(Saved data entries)
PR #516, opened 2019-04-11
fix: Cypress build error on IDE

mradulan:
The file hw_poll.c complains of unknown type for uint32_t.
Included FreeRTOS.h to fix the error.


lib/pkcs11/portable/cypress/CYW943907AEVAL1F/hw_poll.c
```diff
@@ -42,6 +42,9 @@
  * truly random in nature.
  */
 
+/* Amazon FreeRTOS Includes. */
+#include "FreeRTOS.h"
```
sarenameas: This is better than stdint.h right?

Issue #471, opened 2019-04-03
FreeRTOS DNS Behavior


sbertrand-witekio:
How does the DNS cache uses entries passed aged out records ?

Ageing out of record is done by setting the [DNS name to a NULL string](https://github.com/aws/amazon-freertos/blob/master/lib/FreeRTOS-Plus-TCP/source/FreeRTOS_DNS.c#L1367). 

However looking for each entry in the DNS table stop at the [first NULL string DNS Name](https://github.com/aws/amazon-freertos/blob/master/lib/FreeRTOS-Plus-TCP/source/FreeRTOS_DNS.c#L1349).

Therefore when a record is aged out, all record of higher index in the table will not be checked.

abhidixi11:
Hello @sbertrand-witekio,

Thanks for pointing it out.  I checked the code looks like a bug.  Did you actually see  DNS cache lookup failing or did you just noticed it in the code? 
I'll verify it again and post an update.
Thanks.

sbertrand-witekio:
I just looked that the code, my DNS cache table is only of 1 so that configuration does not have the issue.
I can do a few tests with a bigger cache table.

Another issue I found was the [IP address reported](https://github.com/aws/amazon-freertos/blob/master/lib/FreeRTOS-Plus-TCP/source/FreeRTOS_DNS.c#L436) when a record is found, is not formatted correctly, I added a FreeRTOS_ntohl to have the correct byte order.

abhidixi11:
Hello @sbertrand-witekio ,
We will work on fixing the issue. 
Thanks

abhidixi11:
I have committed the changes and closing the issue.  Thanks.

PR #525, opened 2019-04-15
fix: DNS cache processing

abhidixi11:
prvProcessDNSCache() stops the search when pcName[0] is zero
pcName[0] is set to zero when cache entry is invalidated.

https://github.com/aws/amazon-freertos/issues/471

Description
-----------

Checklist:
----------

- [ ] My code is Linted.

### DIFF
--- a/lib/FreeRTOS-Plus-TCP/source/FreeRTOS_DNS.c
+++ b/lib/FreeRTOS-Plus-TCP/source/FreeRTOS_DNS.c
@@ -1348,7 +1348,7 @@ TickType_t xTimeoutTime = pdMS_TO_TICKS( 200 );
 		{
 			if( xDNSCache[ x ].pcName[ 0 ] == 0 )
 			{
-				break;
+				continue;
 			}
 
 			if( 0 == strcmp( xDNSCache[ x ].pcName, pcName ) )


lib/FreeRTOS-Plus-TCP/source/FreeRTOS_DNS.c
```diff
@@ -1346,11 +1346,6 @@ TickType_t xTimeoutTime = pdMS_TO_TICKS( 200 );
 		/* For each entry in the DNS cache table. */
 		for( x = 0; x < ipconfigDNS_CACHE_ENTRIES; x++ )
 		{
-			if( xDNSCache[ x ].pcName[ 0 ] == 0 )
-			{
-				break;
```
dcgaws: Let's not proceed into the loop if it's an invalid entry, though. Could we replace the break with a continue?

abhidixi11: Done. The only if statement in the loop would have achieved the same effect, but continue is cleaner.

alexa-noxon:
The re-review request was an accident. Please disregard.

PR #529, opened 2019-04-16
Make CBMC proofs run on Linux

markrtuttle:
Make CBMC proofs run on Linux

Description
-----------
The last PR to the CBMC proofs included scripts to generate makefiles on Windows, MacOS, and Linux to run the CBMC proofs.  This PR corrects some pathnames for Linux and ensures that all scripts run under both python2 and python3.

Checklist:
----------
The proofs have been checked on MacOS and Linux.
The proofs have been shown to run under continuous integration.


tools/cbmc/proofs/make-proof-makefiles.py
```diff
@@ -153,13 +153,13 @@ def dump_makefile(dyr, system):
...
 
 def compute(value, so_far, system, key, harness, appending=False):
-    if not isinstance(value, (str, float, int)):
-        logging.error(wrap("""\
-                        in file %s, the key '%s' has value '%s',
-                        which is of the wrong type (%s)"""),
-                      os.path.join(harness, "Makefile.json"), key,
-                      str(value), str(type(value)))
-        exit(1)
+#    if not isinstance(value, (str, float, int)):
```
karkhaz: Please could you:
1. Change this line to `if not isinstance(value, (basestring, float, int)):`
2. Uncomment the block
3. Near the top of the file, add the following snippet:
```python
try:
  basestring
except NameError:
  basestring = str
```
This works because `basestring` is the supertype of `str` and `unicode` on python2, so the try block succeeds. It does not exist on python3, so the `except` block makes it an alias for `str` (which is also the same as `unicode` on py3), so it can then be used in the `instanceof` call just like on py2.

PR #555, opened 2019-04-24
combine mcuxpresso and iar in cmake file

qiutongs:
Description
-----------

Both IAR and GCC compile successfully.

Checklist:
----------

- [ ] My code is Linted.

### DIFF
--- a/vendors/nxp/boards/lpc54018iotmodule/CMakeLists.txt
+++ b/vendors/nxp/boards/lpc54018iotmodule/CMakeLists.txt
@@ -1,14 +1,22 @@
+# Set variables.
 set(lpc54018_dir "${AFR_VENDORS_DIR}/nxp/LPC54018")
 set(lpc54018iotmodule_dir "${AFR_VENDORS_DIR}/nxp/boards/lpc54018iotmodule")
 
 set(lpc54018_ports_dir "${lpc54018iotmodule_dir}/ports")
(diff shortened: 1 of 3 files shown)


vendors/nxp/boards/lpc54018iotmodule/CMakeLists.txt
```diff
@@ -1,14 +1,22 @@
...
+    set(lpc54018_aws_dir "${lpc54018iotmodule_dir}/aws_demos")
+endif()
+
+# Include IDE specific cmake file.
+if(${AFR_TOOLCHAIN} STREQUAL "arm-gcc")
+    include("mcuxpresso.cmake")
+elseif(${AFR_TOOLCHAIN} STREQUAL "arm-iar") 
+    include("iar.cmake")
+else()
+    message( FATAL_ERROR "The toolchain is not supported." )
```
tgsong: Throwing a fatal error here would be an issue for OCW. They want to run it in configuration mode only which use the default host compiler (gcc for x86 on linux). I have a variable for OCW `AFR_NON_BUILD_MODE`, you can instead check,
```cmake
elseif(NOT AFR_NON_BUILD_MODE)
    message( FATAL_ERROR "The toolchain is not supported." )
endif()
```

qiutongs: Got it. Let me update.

WHAT IS REQUIRED:
Go line by line through the records and copy those that contain the word "which".

EXERCISE ANSWER:
-                        which is of the wrong type (%s)"""),
This works because `basestring` is the supertype of `str` and `unicode` on python2, so the try block succeeds. It does not exist on python3, so the `except` block makes it an alias for `str` (which is also the same as `unicode` on py3), so it can then be used in the `instanceof` call just like on py2.
tgsong: Throwing a fatal error here would be an issue for OCW. They want to run it in configuration mode only which use the default host compiler (gcc for x86 on linux). I have a variable for OCW `AFR_NON_BUILD_MODE`, you can instead check,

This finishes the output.